Esse ponto é importante porque a linha entre exchanges centralizadas, corretoras tradicionais e protocolos DeFi está ficando menos rígida. Como mostramos em exchanges cripto avançando sobre Wall Street tokenizada, plataformas do setor vêm tentando capturar partes diferentes da cadeia: negociação, custódia, derivativos, tokenização e liquidez programável.
Aave ainda carrega o impacto da crise da KelpDAO
A possível entrada da Kraken também chega depois de um período difícil para a Aave. Em abril, o protocolo ficou no centro de uma crise após um exploit na ponte cross-chain da KelpDAO, atribuído a agentes ligados ao Lazarus Group, permitir a emissão de cerca de US$ 292 milhões em rsETH sem lastro. Esses tokens foram usados como colateral na Aave para tomar ativos reais emprestados.
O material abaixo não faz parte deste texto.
PR #7159, opened 2025-09-13
starboard: Flatten `starboard::shared` namespace used for linux build

kjyoun:
[go/cobalt-flatten-starboard-namespace](https://goto.google.com/cobalt-flatten-starboard-namespace)    

Currently, Linux-specific code uses the `starboard::shared` namespace instead of `starboard::linux`. This workaround exists because `linux` often conflicts with predefined macros or keywords in some build toolchains.

This situation is misleading, as it results in Linux-specific methods residing within the generic shared namespace. Flattening the `starboard` namespace, which this PR contributes to, resolves this confusion by removing the ambiguous nested namespace.

Bug: 441955897

### DIFF
--- a/starboard/android/shared/platform_service.cc
+++ b/starboard/android/shared/platform_service.cc
@@ -157,7 +157,7 @@ Java_dev_cobalt_coat_CobaltService_nativeSendToClient(JNIEnv* env,
 }
 
 const void* GetPlatformServiceApiAndroid() {
-  return &android::shared::kPlatformServiceApi;
+  return &kPlatformServiceApi;
 }
 
 }  // namespace starboard


starboard/android/shared/platform_service.cc
```diff
@@ -41,12 +41,11 @@ typedef struct CobaltExtensionPlatformServicePrivate {
   }
 } CobaltExtensionPlatformServicePrivate;
 
-namespace starboard::android::shared {
+namespace starboard {
+namespace android::shared {
```
andrewsavage1: Why do we keep this namespace?

starboard/linux/x64x11/system_get_property_impl.h
```diff
@@ -17,19 +17,12 @@
...
 #include "starboard/system.h"
 
-// Omit namespace linux due to symbol name conflict.
 namespace starboard {
-namespace x64x11 {
 
-bool CopyStringAndTestIfSuccess(char* out_value,
-                                int value_length,
-                                const char* from_value);
+bool GetSystemPropertyLinuxX64x11(SbSystemPropertyId property_id,
```
andrewsavage1: Does the X64x11 need to be specified?

starboard/linux/shared/system_get_extensions.cc
```diff
@@ -52,7 +52,7 @@ const void* SbSystemGetExtension(const char* name) {
   }
 #endif
   if (strcmp(name, kCobaltExtensionPlatformServiceName) == 0) {
-    return starboard::shared::GetPlatformServiceApi();
+    return starboard::GetPlatformServiceApiLinux();
```
andrewsavage1, line 55: Do we compile in multiple GetPlatformServiceApi*? If not, can we just use the name GetPlatformServiceApi?

starboard/android/shared/platform_service.cc
kjyoun: This is a trick to avoid appending "starboard::shared::android::" prefix 
(e.g. starboard::shared::android::JniNewStringStandardUTFOrAbort)

This will be gone once https://github.com/youtube/cobalt/pull/7162 is merged

starboard/linux/shared/system_get_extensions.cc
kjyoun: It would compile, though I prefer methods to have unique names.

A Aave não teve seus próprios smart contracts comprometidos, mas o efeito de contágio foi pesado. A dívida ruim estimada ficou entre US$ 190 milhões e US$ 230 milhões, enquanto usuários retiraram mais de US$ 8 bilhões do protocolo para reduzir exposição. O CriptoBR cobriu esse episódio em Aave lidera resgate DeFi após hack de US$ 292 mi na KelpDAO.
Por isso, uma rodada com a Kraken teria dupla leitura. De um lado, poderia funcionar como voto de confiança em uma peça central do DeFi. De outro, mostra que protocolos de crédito descentralizado podem precisar cada vez mais de capital estratégico, governança mais profissional e parceiros com acesso a liquidez institucional para atravessar choques sistêmicos.
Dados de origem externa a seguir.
PR #7160, opened 2025-09-14
starboard: Flatten starboard::nplb namespace

kjyoun:
[go/cobalt-flatten-starboard-namespace](http://go/cobalt-flatten-starboard-namespace)

Bug: 441955897

### DIFF
--- a/starboard/nplb/player_write_sample_test.cc
+++ b/starboard/nplb/player_write_sample_test.cc
@@ -29,7 +29,7 @@ namespace {
 using ::starboard::testing::FakeGraphicsContextProvider;
 using ::testing::ValuesIn;
 
-typedef SbPlayerTestFixture::GroupedSamples GroupedSamples;
+using GroupedSamples = SbPlayerTestFixture::GroupedSamples;
 
 class SbPlayerWriteSampleTest
     : public ::testing::TestWithParam<SbPlayerTestConfig> {
--- a/starboard/nplb/BUILD.gn
+++ b/starboard/nplb/BUILD.gn
@@ -82,6 +82,7 @@ test("nplb") {
     "player_test_fixture.h",
     "player_test_util.cc",
     "player_test_util.h",
+    "player_write_sample_test.cc",
   ]
 
   sources = [ "//starboard/common/test_main.cc" ]


starboard/nplb/player_write_sample_test.cc
```diff
@@ -23,14 +23,14 @@
...
-namespace starboard {
 namespace nplb {
 namespace {
 
 using ::testing::ValuesIn;
 
 typedef SbPlayerTestFixture::GroupedSamples GroupedSamples;
-typedef testing::FakeGraphicsContextProvider FakeGraphicsContextProvider;
+using ::starboard::testing::FakeGraphicsContextProvider
+    FakeGraphicsContextProvider;
```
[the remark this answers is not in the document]
kjyoun: Done

kjyoun:
> One option to consider is `::nplb`. So `::starboard::npb` or `::nplb` are reasonable choices, however `::starboard` is not.

I chose to use `::nplb`.

With `starboard::nplb`, nplb methods can call starboard methods directly without the `starboard::` prefix, which hides the dependency on starboard.

However, with `::nplb`, nplb methods must use the `starboard::` prefix to access starboard namespace. Although this makes the code more verbose, it is worthwhile because it creates a clear distinction between the `starboard` and `nplb` namespaces.

starboard/nplb/drm_session_test.cc
```diff
@@ -146,13 +145,14 @@ class SbDrmSessionTest : public ::testing::Test {
                                   int session_id_size);
 
   // Queue containing callback events for OnSessionUpdateRequestGeneratedFunc().
-  Queue<SessionUpdateRequestGeneratedCallbackEvent>
+  starboard::Queue<SessionUpdateRequestGeneratedCallbackEvent>
```
y4vor, line 148: starboard/common may benefit fromits own flattened namespace e.g. `starboard_common`.

starboard/nplb/player_creation_param_helpers.cc
```diff
@@ -16,13 +16,12 @@
...
 #include "starboard/shared/starboard/player/video_dmp_reader.h"
 
-namespace starboard {
 namespace nplb {
 namespace {
 
-using shared::starboard::media::AudioStreamInfo;
-using shared::starboard::media::VideoStreamInfo;
-using shared::starboard::player::video_dmp::VideoDmpReader;
+using ::starboard::shared::starboard::media::AudioStreamInfo;
```
y4vor, line 22: This is an example of thins that should not happen in NPLB. 
We probably have an open bug somewhere to figure out how to make these player tests respect the abstractions and not use internal implementation code.

starboard/nplb/drm_session_test.cc
kjyoun: Will think about it.

starboard/nplb/player_creation_param_helpers.cc
kjyoun: Filed b/445228035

O que o investidor deve acompanhar
O primeiro ponto é se a operação será de fato concluída. Como se trata de uma negociação privada, os termos ainda podem mudar ou simplesmente não avançar. Também será relevante observar como a comunidade da Aave reagirá, já que uma participação ligada a uma grande exchange pode levantar discussões sobre influência, governança e alinhamento com a proposta descentralizada do protocolo.
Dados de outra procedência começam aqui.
PR #7165, opened 2025-09-15
Enable feature DefaultEnableANGLEValidation in gold build

santoshmahto7:
DefaultEnableANGLEValidation is disabled for gold build. When disabled, EGL attribute EGL_CONTEXT_OPENGL_NO_ERROR_KHR must be supported in EGL implementation, which isn't in current EGL(=1.5), so enable it by default.

Bug: 444042898

### DIFF
--- a/cobalt/app/cobalt_switch_defaults_starboard.cc
+++ b/cobalt/app/cobalt_switch_defaults_starboard.cc
@@ -88,7 +88,12 @@ const base::CommandLine::SwitchMap GetCobaltParamSwitchDefaults() {
         // switch.
         // TODO(mcasas): Ideally configure depending on policy.
         {switches::kForceGpuMemAvailableMb, "32"},
-        {switches::kEnableFeatures, "LimitImageDecodeCacheSize:mb/24"},
+        // When DefaultEnableANGLEValidation is disabled (e.g gold/qa), EGL
+        // attribute EGL_CONTEXT_OPENGL_NO_ERROR_KHR is set during egl context
+        // creation, but egl extension required to support the attribute is
+        // missing and causes errors. So Enable it by default.
+        {switches::kEnableFeatures,
+         "LimitImageDecodeCacheSize:mb/24, DefaultEnableANGLEValidation"},
     // Force some ozone settings.
 #if BUILDFLAG(IS_OZONE)
         {switches::kUseGL, "angle"}, {switches::kUseANGLE, "gles-egl"},


cobalt/app/cobalt_switch_defaults_starboard.cc
```diff
@@ -76,6 +76,16 @@ static constexpr auto kCobaltToggleSwitches = std::to_array<const char*>({
 
 // Map of switches with parameters and their defaults.
 const base::CommandLine::SwitchMap GetCobaltParamSwitchDefaults() {
+  std::string enabled_features = "LimitImageDecodeCacheSize:mb/24";
+#if !DCHECK_IS_ON
```
andrewsavage1: Use DCHECK_IS_ON like a function, i.e. `#if !DCHECK_IS_ON()`

Also our main distinguisher between debug/devel and qa/gold is generally IS_OFFICIAL_BUILD

cobalt/app/cobalt_switch_defaults_starboard.cc
```diff
@@ -76,6 +76,16 @@ static constexpr auto kCobaltToggleSwitches = std::to_array<const char*>({
...
+  // When DefaultEnableANGLEValidation is disabled (e.g gold/qa), EGL
+  // attribute EGL_CONTEXT_OPENGL_NO_ERROR_KHR is set during egl context
+  // creation, but egl extension required to support the attribute is
+  // missing and causes errors. Thus enable it by default for gold/qa
+  // build. For devel/debug build, DefaultEnableANGLEValidation is already
```
andrewsavage1: Is there any harm to just enabling it regardless of config? It sounds like we always want it, and it would just be redundant for debug/devel, but that's fine

santoshmahto7: yes we always want it,  only issue is that context which will be lost.   
We may want to remove this once required EGL extension support is available in future since
the required extension EGL_CONTEXT_OPENGL_NO_ERROR_KHR seems important for low end devices. As per spec:
```
EGL_CONTEXT_OPENGL_NO_ERROR_KHR indicates whether a faster and lower power
    mode should be enabled for the OpenGL ES context.
 ```
So I would prefer to leave it for future reference. Recommendation are welcome

cobalt/app/cobalt_switch_defaults_starboard.cc
santoshmahto7: Yes, should be used as function. Thanks

DCHECK_IS_ON() is used for sake of consistency  with code https://source.chromium.org/chromium/chromium/src/+/main:ui/gl/gl_features.cc;l=196
and avoid surprises.
e.g  if someone do a debug/devel build and set dcheck_alway_on=false then the feature will not be enabled and cause issue.
Recommendation are welcome.

cobalt/app/cobalt_switch_defaults_starboard.cc
sherryzy: I agree with Andrew that we don't need this config check. If we need to revert this in the future, we should guard it with an explicit flag (e.g., ENABLE_COBALT_HERMETIC_HACKS) rather than implicitly gating it based on the build type (devel/debug vs. gold).

Considering this is already a simple feature switch, I'm also fine with not adding this build flag at all and just keeping the current code comment for context. This simplifies the code and avoids adding another logical difference between build types.

santoshmahto7: Make sense to keep things simple enough. I will enable it for all cases. Thanks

O segundo ponto é o efeito sobre o token AAVE. A compra proposta envolveria 250.000 AAVE, mas isso não significa automaticamente pressão compradora no mercado aberto. O impacto dependerá da estrutura final, do prazo de lock-up, da origem dos tokens e de como a operação será comunicada.
Para o setor, a sinalização é mais ampla: mesmo depois de hacks, saques e volatilidade, o mercado segue tratando DeFi como infraestrutura estratégica. A diferença é que, em 2026, a disputa parece menos sobre narrativas de rendimento fácil e mais sobre quem conseguirá combinar liquidez, controle de risco e distribuição institucional sem esvaziar a lógica aberta dos protocolos.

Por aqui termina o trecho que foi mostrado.